Issue #20, opened 2016-07-19
duplicate implementation of AD.Float32 and AD.Float64


smoothdeveloper:
I was looking at implementation files `AD.Float32.fs` and `AD.Float64.fs` and was thinking I could contribute a refactoring so the code is 100% identical but a dozen of lines at the top of each file.

It would basically consist of defining type alias and few literals. I think it would make extending and maintaining the library easier than it is now.

Does that sound like a good idea?

smoothdeveloper:
Note that it would compile to exactly the same thing.

dsyme:
Making the code identical sounds good

smoothdeveloper:
@dsyme thanks I'll contribute a PR to that aim then.

smoothdeveloper:
@dsyme / @gbaydin I've put a first commit in PR #20 it changes the AD.Float32 module and wonder if you could look at the diff and confirm all the naming is OK to proceed with AD.Float64.

Also, could we get #19 merged, it adds running the tests in our AppVeyor integration which are currently not running in master. master also doesn't build the tests for me which I think I've fixed in my paket PR.

smoothdeveloper:
I've completed the same in AD.Float64, files look the same now besides the few aliases at the top.

dsyme:
@smoothdeveloper Please feel free to contribute further alignments

PR #21, opened 2016-07-20
code alignment for AD.Float32 & AD.Float64

smoothdeveloper:
Pass on AD.Float32 for early review.
- I'm wondering if we need a numberNeg1 (I think no but couldn't verify for sure that constant was introduced)
- I haven't found a way to make added `inline` members internal

Looking forward for feedback on naming / formatting / adjustments before applying same changes to AD.Float64 which should make the files pretty much identical.
#20


smoothdeveloper:
@gbaydin this PR is still mergeable without conflict, I think it will help further maintenance of the library.

PR #28, opened 2017-07-19
cleanup and add build.sh

dsyme:
Was scanning through the library and did some minor cleanup to make the code more readable (whitespace etc.)

Also this fixes a build error in overload resolution incurred with F# 4.1 (VS2017)


dsyme:
I also pushed some changes to 
* get tests to pass on Linux
* take the OpenBlas binaries from the "lib" directory

dsyme:
OK, we now have working CI on Linux.  It took me a while to track down how to install a working libopenblas-dev package on Ubuntu 14.04, I found one here:
```
sudo add-apt-repository ppa:ginggs/julia-backports -y
sudo apt-get update -y
sudo apt-get install libopenblas-dev -y
```

PR #35, opened 2017-07-20
Keep reverse mode AD tape in lookaside datastructure

dsyme:
Hi @gbaydin @barak 

I would like to move to a model where the core D/DV/DM values are immutable, and the reverse-mode AD tape is kept in a lookaside "adjoints" data structure (a dictionary) - and likewise the fanout counts are kept as a local mutable dictionary data structure only active during the reverse AD sweep

Instead of the mutating

```
L |> reverseProp (D 1.) // Propagate adjoint value 1 backward
```

you now have

```fsharp
let adjoints = e |> computeAdjoints // Propagate adjoint value 1 backward
```
This means that the usage model for reverse-mode AD becomes more explicitly value-based and functional, e.g.
```fsharp
open DiffSharp.AD.Float64

// Get a fresh global tag for this run of reverse AD
let i = DiffSharp.Util.GlobalTagger.Next

// Initialize input values for reverse AD
let a = D 0.5 |> makeReverse i
let b = D 1.2 |> makeReverse i

// Perform a series of operations involving the D type
let e = (sin a) * (a + b)

// Propagate the adjoint value of 1 backward from e (or de/de = 1)
// i.e., calculate partial derivatives of e with respect to other variables
let adjoints = e |> computeAdjoints

// Read the adjoint values of the inputs
// You can calculate all partial derivatives in just one reverse sweep!
let deda = adjoints.[a]
let dedb = adjoints.[b]
```
without mutating the actual graph values

My understanding is that this has no significant performance impact since the time is entirely dominated by matrix/vector computations, and in any case the dictionaries used for tape lookaside are very fast.

### DIFF
--- a/Roadmap.txt
+++ b/Roadmap.txt
@@ -1,13 +1,16 @@
-0.7.*
+1.1.*
+- Separate reverse tape from node descriptions
+
+1.2.*
 - Fully generalize differentiation API type signatures
 - GEMV/GEMM ops with vector addition
 - Iterate to fixed point
 - In-place operations
 - CUDA/CuBLAS backend
 
-0.8.*
+1.3.*
 - Tensor/multidimensional array, a la numpy.ndarray
 - Convolution ops
 
-0.9.*
+1.4.*
 - AD via syntax tree transformation
--- a/docs/BuildDocs.fsx
+++ b/docs/BuildDocs.fsx
@@ -41,12 +41,13 @@
 //
 
 #r "../packages/FSharp.Compiler.Service/lib/net45/FSharp.Compiler.Service.dll"
+#r "../packages/FSharp.Formatting/lib/net40/FSharp.Markdown.dll"
 #r "../packages/FSharpVSPowerTools.Core/lib/net45/FSharpVSPowerTools.Core.dll"
+#r "../packages/FSharp.Formatting/lib/net40/RazorEngine.dll"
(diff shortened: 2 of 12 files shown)


dsyme:
The key change to keep the tape in a lookaside table is here: https://github.com/DiffSharp/DiffSharp/pull/35/files#diff-ae1d8d0bc2d022e39b062a17e7229157R3237

barak:
This seems like a good idea. It should in principle make nesting easier, and lends itself to more aggressive optimizations. Ultimately of course the tape should be made out of lambdas, but that would require very different machinery.

The reason for the previous strategy was that it's what R6RS-AD uses, which was driven by ease of idiomatic implementation in Scheme.

dsyme:
> This seems like a good idea. It should in principle make nesting easier

Yes, I was wondering if the implementation of nesting should use different adjoint tapes, but I kept the existing behaviour and used just one for the entire backprop

> and lends itself to more aggressive optimizations. 

Yes, it feels like it opens up new opportunities for parallelism and could make some kinds of distribution simpler

dsyme:
This caused a small perf regression according to dsbench.exe. dsbench.exe mainly  tests "small" AD with lots of D values.  If you increase the vector size the difference gets less and less.

I pushed an update to use faster integer indexing into the dictionary rather than keying on object identity

There is also a truckload of low hanging fruit for perf, see table below for profiling of dsbench.exe 

image

Issue #18, opened 2016-06-20
DM and DV binary operations are not defined in Interop module.


zgrkpnr:
For instance DM \* DM is definet, DV \* DV is also defined. But Matrix and Vector operations such as DM \* DV is not defined.

smoothdeveloper:
@zgrkpnr could you provide a sample F# code which would do what you want from user perspective?

It is nice if the script has checks on the results of those operations so it can be converted to a test and the library implemented according to that spec.

dsyme:
@zgrkpnr I pushed a fix for this.

BTW would you be interested in helping with admin, testing and future development on this project ?  It is an enjoyable codebase to work on!

Issue #23, opened 2016-10-09
Missing some operations on vectors/matrices C#


Zerseu:
Hello,

I am unable to find the following operations on vectors and matrices when coding in C#:

let v = v1 &\* v2 // Vector outer (dyadic, tensor) product
let v = v1 .\* v2 // Element-wise (Hadamard) product
let v = v1 ./ v2 // Element-wise division
let v = v1 *\* v2 // Element-wise exponentiation

And:

let m  = m1 .\* m2 // Element-wise (Hadamard) product
let m  = m1 ./ m2 // Element-wise division
let m  = m1 *\* m2 // Element-wise exponentiation

Thank you.

dsyme:
@Zerseu This is because those operators aren't available in the C# language. https://github.com/DiffSharp/DiffSharp/issues/37 pushes a fix where you can do

```fsharp
DV.PointwiseMultiply(a,b)
DV.PointwiseDivision(a,b)
DV.Pow(a,b)
DV.TensorMultiply(a,b)

DM.PointwiseMultiply(a,b)
DM.PointwiseDivision(a,b)
DM.Pow(a,b)
```

Please send a PR if you would like to change the names if you can identify more standard names in other math libraries

PR #37, opened 2017-07-20
additional interop binary ops

dsyme:
addresses #18


dsyme:
Also fixes this: https://github.com/DiffSharp/DiffSharp/issues/23

Issue #52, opened 2019-05-09
New release?


cgravill:
There hasn't been a release of https://www.nuget.org/packages/DiffSharp/ since 2015 and lots of useful changes have been made since. Are there any plans for a release? Blockers you'd like help with?

I was able to build from source so I can use DiffSharp with .NET Core but I'd really like to share the work with others who are unlikely to build manually.

cgravill:
I've pushed up a pre-release version NuGet for testing: https://www.nuget.org/packages/DiffSharp/0.8.0-beta it'd be great to get any feedback if it works for others.

There have been some API changes since the last release. The documentation has been updated. Once it's fully released we should republish the documentation as well. By way of example:

```fsharp
//DiffSharp >= 0.8.0
let adjoints = computeAdjoints L

//DiffSharp <= 0.7.7
L |> reverseProp (D 1.)
```

and

```fsharp
//DiffSharp >= 0.8.0
let mats' = mats |> Array.map (fun x -> primal (x - eta * adjoints.[x]))

//DiffSharp <= 0.7.7
let mats' = mats |> Array.map (fun x -> primal (x - eta * x.A))
```

cgravill:
There have been a few more minor releases up to: https://www.nuget.org/packages/DiffSharp/0.8.4-beta and we've now been able to train some interesting models.

dsyme:
I am closing this as the focus is now on DiffSharp 1.0 improvements. There is a feed of packages from the CI server if you want to play around with those, or you can build your own from `dev`

@cgravill please do continue to update to 0.8.4 etc.

cgravill:
Sounds good, we have a working stable version that we don't have any immediate need to update.

Very much interested in switching to the `dev` version when we get a chance - the `#r "nuget:` under F# 5.0 is brilliant to see:

https://github.com/DiffSharp/DiffSharp#using-ci-build-packages

PR #53, opened 2019-05-29
WIP: .NET Standard NuGet release

cgravill:
#52 

I've added the metadata from the previous NuGet 0.7.7, with some updates. I put the packing information for the native libraries.

@erydo I saw you've been helping out with the macOS builds. Currently the targets file https://github.com/DiffSharp/DiffSharp/blob/3bf7a97f6d7dbab7c85c9131467df480465e54a8/src/DiffSharp/DiffSharp.targets is from the previous NuGet. Given it auto-references specifically the dlls that'll be annoying on macOS. Does it make sense to conditionally get the dylib you added?

@gbaydin & @dsyme any adjustments that we should make before releasing?

### DIFF
--- a/build.cmd
+++ b/build.cmd
@@ -3,3 +3,4 @@ cls
 dotnet --version
 dotnet build DiffSharp.sln -c release -v:n
 dotnet test tests/DiffSharp.Tests  -c release -v:n
+dotnet pack DiffSharp.sln -c release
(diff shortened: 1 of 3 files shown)


cgravill:
Math.NET has a similar strategy:

https://github.com/mathnet/mathnet-numerics/blob/d6d81576ccb5423d1eb256be16063f50acf59410/build/NativeProvider.targets

They build separate NuGets for each target (so contains exclusively either .dll or .so). Anyone have a strong feeling if multiple NuGets or a more intelligent targets file is the best way to go?

PR #54, opened 2019-06-11
Native dependencies, better behaviour on non-Windows

cgravill:
Only copy the Windows native dlls when on Windows
Adjust the Homebrew command for where openblas is now

### DIFF
--- a/build.sh
+++ b/build.sh
@@ -3,7 +3,7 @@
 case "$(uname -s)" in
 
    Darwin)
-     brew install homebrew/science/openblas
+     brew install openblas
      ;;
 
    CYGWIN*|MINGW32*|MSYS*|Linux)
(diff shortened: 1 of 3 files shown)


cgravill:
Note, for macOS, I've found that the included dylib isn't enough to work on macOS, I get:

```
Unhandled Exception: System.TypeInitializationException: The type initializer for '<StartupCode$difftestcore>.$Program' threw an exception. ---> System.DllNotFoundException: Unable to load shared library 'libopenblas' or one of its dependencies. In order to help diagnose loading problems, consider setting the DYLD_PRINT_LIBRARIES environment variable: dlopen(liblibopenblas, 1): image not found
   at DiffSharp.Backend.OpenBLAS.BLAS.dnrm2_(Int32* n, Double* x, Int32* incx)
   at DiffSharp.Backend.OpenBLAS.BLAS.dnrm2(Double[] x)
   at DiffSharp.AD.Float64.DV.L2Norm(DV a)
```

If I instead install with Homebrew:

```
brew install openblas
```

(which brew won't link globally "Warning: Refusing to link macOS-provided software: openblas")

then go ahead an link locally in a project

```
ln -s /usr/local/Cellar/openblas/0.3.6_1/lib/*.dylib .
```

I get everything working. So the choice seems to be to package more of these files or rely on the end-user.

@erydo I saw that you did some work on this, any suggestions on the best approach?

I'm going to default to leaving it in the end-users responsibility. That's what the last released NuGet did.

cgravill:
Merging this to provide a test release.

PR #56, opened 2019-06-25
Add set-up of Mul_DMCons_DM for adjoint calculation

cgravill:
Fixes an initialisation issue with constant matrix * matrix

Added a simple gradient descent test, perhaps need to separate out these smoke tests or start controlling the randomness and check results.


cgravill:
Note there may be other reachable cases that have an equivalent issue. We might need a different strategy to ensure all the right cases are handled:

https://github.com/DiffSharp/DiffSharp/blob/0fb1a8cec3e0706d792c79d18c3650fc48a3711f/src/DiffSharp/AD.Float32.fs#L3471-L3569

cgravill:
Spoke with @dsyme directly I'm going to merge this specific fix.

I'll take a look at a more general change to separate out the scalar, vector, and matrix operations separately.

Issue #57, opened 2019-07-07
Support more target frameworks in DiffSharp.fsproj


allisterb:
Right now only the netstandard2.0 target framework is supported by the DiffSharp project file. This causes build failures in libraries that use DiffSharp and must support net45 and older .NET frameworks and toolchains. Both NET Standard 2.0 and other targets can be supported by using this line in DiffSharp.fsroj

`<TargetFrameworks>netstandard2.0;netcoreapp2.0;net45</TargetFrameworks>`

I built DiffSharp successfully for these targets without any changes to the source code and the tooling will take care of sorting out the dependencies and packaging the libraries correctly for NuGet.

dsyme:
I think it's better for the project if it focuses on moving ahead and assumes .NET Standard 2.0 (or indeed .NET Standard 2.1 if it proves necessary)

Is there any reason you can't update to .NET 4.7.2, which supports .NET Standard 2.0 components?

allisterb:
The main reason is I'd like to run my F# projects on Azure Notebooks which uses Mono 5.1 and I thought I should target the lowest .NET framework possible for safety and to minimize problems. I don't know if NuGet on Mono 5 can restore .NET Standard packages: https://stackoverflow.com/questions/53479603/reference-netstandard-nuget-package-in-4-7-2-project-mono

dsyme:
@allisterb I see.  Yes, that F# implementation in Azure Notebooks should really be updated....

dsyme:
@allisterb The thing is, we expect we will very soon get other .NET Standard 2.0 dependencies, e.g. if/when tensor support is added.

dsyme:
Until then I guess we could add `net45` but please assume it's going away at some point...

allisterb:
Actually I could just make my own fork and maintain the net45 target there. I may have to make a fork in any case because I'd like to integrate DiffSharp with my project and I might need access to the internals. So don't bother to add net45 unless there's more demand for it

dsyme:
> Actually I could just make my own fork and maintain the net45 target there. I may have to make a fork in any case because I'd like to integrate DiffSharp with my project and I might need access to the internals. So don't bother to add net45 unless there's more demand for it

I think it's ok to add it for now, since it is easy and fits with the 0.8 release series.  But that might be the last series supporting it!

allisterb:
ok cool, thanks!

dsyme:
@allisterb COuld you send a PR for this?  thanks

[...]

PR #58, opened 2019-07-11
Add net45 target framework to DiffSharp.fsproj.

allisterb:
#57


allisterb:
> The reference assemblies for framework ".NETFramework,Version=v4.5" were not found. To resolve this, install the SDK or Targeting Pack for this framework version or retarget your application to a version of the framework for which you have the SDK or Targeting Pack installed.

 The Travis CI server needs the .NET 4.5 targeting pack: https://docs.microsoft.com/en-us/dotnet/framework/install/guide-for-developers

cgravill:
The build is done through Docker, so it might just be a case of adding Mono to that:
https://github.com/DiffSharp/DiffSharp/blob/master/Dockerfile

https://www.mono-project.com/download/stable/#download-lin

PR #59, opened 2019-08-15
Correction to matrix slicing for start point of AddSubMatrix

cgravill:
I've traced through an issue we hit with array slicing. I believe it's supplying "row finish" rather than "column start" which doesn't match how it's used:

https://github.com/DiffSharp/DiffSharp/blob/855b1926d422744ac38d8750c57957e675dc2046/src/DiffSharp/AD.Float32.fs#L2358-L2359

Smoke test demonstrating index out of bounds.


cgravill:
I did some more checks and review with @byoyo and this looks good. I'll go ahead with the merge and release of a test version

PR #188, opened 2020-09-16
Make underlying tensor handles available where necesssary

dsyme:
This makes available a handle to the underlying tensor objects where necessary, accessed via

        let t1 = dsharp.tensor([1.0f ; 1.0f ])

AIM OF THE EXERCISE
Please retype the data exactly as it stands, from its first line down to the line that contains "I was looking", then stop.

EXERCISE RESULT
Issue #20, opened 2016-07-19
duplicate implementation of AD.Float32 and AD.Float64


smoothdeveloper:
I was looking at implementation files `AD.Float32.fs` and `AD.Float64.fs` and was thinking I could contribute a refactoring so the code is 100% identical but a dozen of lines at the top of each file.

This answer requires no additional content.